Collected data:
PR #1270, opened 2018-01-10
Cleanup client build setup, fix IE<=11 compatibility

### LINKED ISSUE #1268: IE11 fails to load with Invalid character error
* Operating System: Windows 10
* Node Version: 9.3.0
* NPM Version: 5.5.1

Problem to work on —
Quote the data in full, keeping each word unchanged.

Exercise answer —
PR #1270, opened 2018-01-10
Cleanup client build setup, fix IE<=11 compatibility

### LINKED ISSUE #1268: IE11 fails to load with Invalid character error
* Operating System: Windows 10
* Node Version: 9.3.0
* NPM Version: 5.5.1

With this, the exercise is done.